Freedom Tower in the background.  We got off the bus at the Circle Line Pier, where the kids immediately found a patch of snow (reoccurring theme of this trip).  We had just enough time before the boat left to walk to a Subway for lunch.  So much for taking part of unique NYC cuisine.  At least it was cheaper than the food would have been on the boat!



Tate plopped himself down next to two Japanese girls that don’t speak any English on the cruise and inserted himself into their Snapchatting. They were all three laughing their heads off and I don’t think Tate ever had a clue they didn’t speak the same language.  Who needs English when you have the International language of iPhone?!  When the cruise got started we finally lured Tate back to us.  Spotting The Statue of Liberty & Ellis Island! 







Wesley & Anna Kate got brave enough to go outside on the front deck.  I thought they were crazy, but I could hear them giggling and followed them out for a few minutes.  I have to say the adrenaline of the wind keeps you a little warm!  I came back to get Tate and let him check it out:





Carigan wanted nothing to do with it though.  She stayed inside in the warmth!  But she ran right back to that snow pile the second we got off the boat!



We took the bus back to Times Square and had fun stumbling across random stuff as we walked to Rockefeller Center. 



We had to walk all the way back to Rockefeller Center because Wesley decided last night that he regretted not buying something (a little overpriced notebook, but he wanted something that could only be purchased at the Nintendo store in NYC and nowhere else), so he asked if we could go back.  I was kinda like, "You're kidding... we dedicated all of yesterday to crossing that off our list!"  But he was persistent, and the girls wanted to go to the American Girl Store, so back we went.

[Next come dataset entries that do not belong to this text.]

PR #154, opened 2026-06-07
feat(session): paginate message history by turn with seq cursors

grf53:
## Changes

- **`GET /sessions/{id}/messages` supports cursor-based pagination in turn units**
  (a user message + the agent/tool messages that follow it):
  - `limit` + `before_seq` — newest N turns below the cursor (older pages)
  - `after_seq` — tail catch-up with every message after the cursor
  - windows never split a turn and are immutable under appends
- **Responses carry `seq`** for stable client-side message identity across windows.
- **mark-read only fires on tail requests** (no `before_seq`) — paging older
  history doesn't clear unread.
- **Session page loads progressively**: latest turn window on entry (scrolled to
  bottom), and older pages load when the user scrolls within **120px of the top**
  of the message list (scroll position preserved across the prepend; pages also
  auto-fill while the list is shorter than the viewport).
- **Composer keeps focus after sending** — the textarea is no longer disabled while
  a run streams, so focus stays in the input (and you can draft the next message
  during the response); the send button and send guard still block the actual send
  until the run completes.

## Fetch flow
message-pagination-flow

## Notes

- Pages merge oldest→newest and collapse tool messages once over the merged
  array, so `tool_call`/result pairs survive window boundaries; `seq` dedupe
  absorbs overlap from stale `after_seq` refetches.
- While streaming, the new turn renders via WS `liveMessages` only — the tail
  fetch happens after the run persists.

## Test plan

- [x] `cargo test` — cursor windows, whole-turn boundaries (incl. preamble &
  agent-only histories), `before_seq`+`after_seq` → 400, mark-read gating
- [x] `tsc --noEmit`
- [x] Manual test: Look into the network tab in browser dev tool during 'entering the seesion page', 'scrolling up to top', 'sending a new message(start a new turn)'

#### Enter session page
Get messages with latest 10 turns. (seq: 27-60)
<details>
  <summary>Show</summary>
스크린샷 2026-06-08 오전 11 08 38
</details>

#### Scroll up to top
Get messages of 10 turns _before_ the oldest message(seq: 27) that the page had
<details>
  <summary>Show</summary>
스크린샷 2026-06-08 오전 11 09 15
</details>

#### New turn
Get all messages _after_ the newest message(seq: 60) that the page had
<details>
  <summary>Show</summary>
스크린샷 2026-06-08 오전 11 10 25
</details>

### DIFF
--- a/app/src/api/backend-types.ts
+++ b/app/src/api/backend-types.ts
@@ -104,6 +104,8 @@ export type BackendMessageSender =
   | { kind: 'agent'; name: string };
 
 export interface SessionMessageItem {
+  /** Session-global insertion order — stable identity across paginated windows. */
+  seq: number;
   message: AiloyMessage;
   sender: BackendMessageSender;
   created_at: string;
--- a/app/src/api/messages.ts
+++ b/app/src/api/messages.ts
@@ -1,5 +1,5 @@
 import { request } from './client';
-import type { AiloyMessage, AiloyPart, AiloyToolCall, MessageOutput, SessionMessageList } from './backend-types';
+import type { AiloyMessage, AiloyPart, AiloyToolCall, MessageOutput, SessionMessageItem, SessionMessageList } from './backend-types';
 import { aiMessageText, collapseToolMessages } from './transformers';
 import type { Message } from '@/domain/types';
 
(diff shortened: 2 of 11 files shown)


khj809 (approved):
Confirmed there's no critical issues here. LGTM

Carigan decided to use of the last of her birthday money along with the souvenir money that Mimi and Grandpa gave her to buy a new doll.  She was super excited about her purchase.





St. Patrick's Cathedral





The last time I was in NYC at age 22, who would have believed that the next time I was in Manhattan that a guy I went to high school with would have his name on the marquee at Radio City Music Hall?!  Just crazy.  Sturgill Simpson (just plain 'on John Simpson to us) right up there in lights!

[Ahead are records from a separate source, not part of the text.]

PR #161, opened 2026-06-09
feat(preview): in-app file preview (PDF, image, HTML, Markdown, code, text, CSV)

ljhh-0611:
## Summary

Adds in-app **file preview** to the Cowork SPA: a JWT-authenticated, blob-backed
lightbox that opens from Files rows (double-click / row menu), the Artifacts
panel, AI-message artifact chips, and user attachment chips — no native `src`
embedding, so previews respect the bearer-token file API.

## Supported types

| Kind | Renderer |
|------|----------|
| Image (png/jpg/gif/webp/…) | zoom + drag-pan stage |
| PDF | `react-pdf` (pinned pdf.js worker), multi-page, zoom |
| HTML | sandboxed iframe (`allow-scripts`, live render) |
| Markdown | `react-markdown` on a readable sheet |
| Code | syntax-highlighted sheet |
| CSV/TSV | parsed table (`papaparse`, RFC-4180) |
| Plain text | mono sheet |
| Anything else | fallback card with download |

A separate `resolvePreviewKind()` taxonomy (independent of the file-list
`categorise()`) maps extensions to renderers.

## UX

- **Google-Drive-style lightbox**: the whole screen dims, the content floats,
  clicking the dim dismisses. Image/PDF render full-bleed on a dark stage;
  html/markdown/code/text/table render on a light "sheet".
- **Zoom** (image + PDF): a floating pill with −/＋ and a reset control.
- **Image zoom rework** (latest commit): a single fit-based model —
  `fitWidth × scale` measured on load — replaces the old dual model that made
  "100%" collapse to a thumbnail for portrait images and clamped every level
  ≥125% to one size. Plain mouse wheel zooms images; drag-to-pan with a move
  cursor when the image overflows (scrollbars hidden, mouse-only so touch keeps
  native scrolling); the image zoom readout is a magnifier reset-to-fit button.
  PDF keeps Ctrl/pinch-zoom, its scrollbars, and the % readout.
- **Responsive sheet width**: the light sheet sizes with `clamp()` instead of a
  fixed cap, so it breathes with the viewport (per-type ceiling — prose keeps a
  readable measure, code/HTML/table get more room); the full-file code preview
  now renders flush on the sheet instead of inside a nested card.

## Safety

- **Oversized-file guard**: a client-side `Content-Length` pre-check rejects
  files over the cap (**50 MiB** media / **5 MiB** text) before downloading the
  body, showing a "too large" fallback. No backend change. Caps bound
  client-side *render* cost (we fetch the original and render it), not storage —
  image/pdf/html decode off the main thread so they get headroom; text-family
  previews decode + highlight synchronously so they stay tighter.
- HTML preview runs in a sandboxed iframe; the modal's focus trap deliberately
  excludes the iframe so ESC/Tab keep working.

> [!IMPORTANT]
> **Follow-up — large PDFs need Range streaming, not a bigger cap.**
> Previews fetch the *original* file into the browser, so even the raised
> 50 MiB cap still blocks the 30–100 MB PDFs that are common in practice.
> Bumping the number further is not the fix — the right approach is `pdf.js`
> HTTP **Range requests** (fetch only the viewed pages; `206 Partial`), which
> makes a PDF's size irrelevant. That needs the backend to serve
> `Accept-Ranges`/honor `Range` (today the dirent endpoint returns a
> fully-buffered `Vec`, so ranges aren't honored) and a PDF-only fetch path
> (`url` + `range: true` instead of blob→objectURL). **Tracked as a separate
> task — out of scope for this PR.**

## Screenshots

1. Text Types
 - plain text
image

 - code type text
image

 - markdown text
image

2. live html
image

3. csv
image

5. pdf (with zoom)
image

6. image (with zoom)
 - jpeg 
image

 - gif
 image

7. other (docx, pptx, ...)
image

8. huge file(text 5MiB or image/pdf 50MiB)
image

9. In Session
 - user attachment
 image

 - agent reply artifact
image

 - artifact in sidebar
image

## Testing

- `tsc` clean; **112** vitest unit/component tests pass (kind resolver, table
  parsing, modal fallbacks, zoom state). Playwright e2e covers
  image/html-sandbox/pdf/fallback and is excluded from the vitest run.
- A jsdom `ResizeObserver` stub lets the size-measuring `ImageView` mount under
  component tests.
- **Live-verified in Chromium** via `getBoundingClientRect` measurement, which
  is what actually caught the layout bugs unit tests/reviews missed:
  double-click off-by-one (header reflow), PDF top-of-page clipping, and the
  image zoom model (linear scaling — no 100% thumbnail, no ≥125% clamp; wheel
  zoom; drag-pan scroll deltas; magnifier reset).

## Notes

`routeTree.gen.ts` untouched. No DB/schema changes.


grf53 (approved):
I tested with some formats like PDF, HTML, Markdown, Python code, CSV.
And there was no big difference with the screenshots, as I saw.

I believe some visual improvements could be done later.
Thanks for quick implementation!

I was relieved to see that Rupert's Deli is still there, but was sad that is was already closed for the day.  I tried, Dad!  Meeting Rupert in person there was my big celebrity encounter when Dad took me to NYC in 2001!  I wanted to find a great pizzeria for some genuine NYC pizza, but everyone was cranky and tired of walking and just wanted to go back to the hotel.  Anna Kate saw to it that we made good on our promise to go back to Junior's to get cheesecake to go... she wanted dessert after dinner last night but we were too full.  I told her let's get dessert later when we can enjoy it more.  Well that was vague, and I should have known better, because AK asked me about a million times today when we could go get cheesecake.  We went inside and let them pick out whatever giant dessert they wanted (cheesecake, chocolate cake, giant cupcakes) and took everything to go.  I didn't realize it would be dinner, but once we got back to the hotel, there was no getting this crew back out.  So chocolate for dinner it was.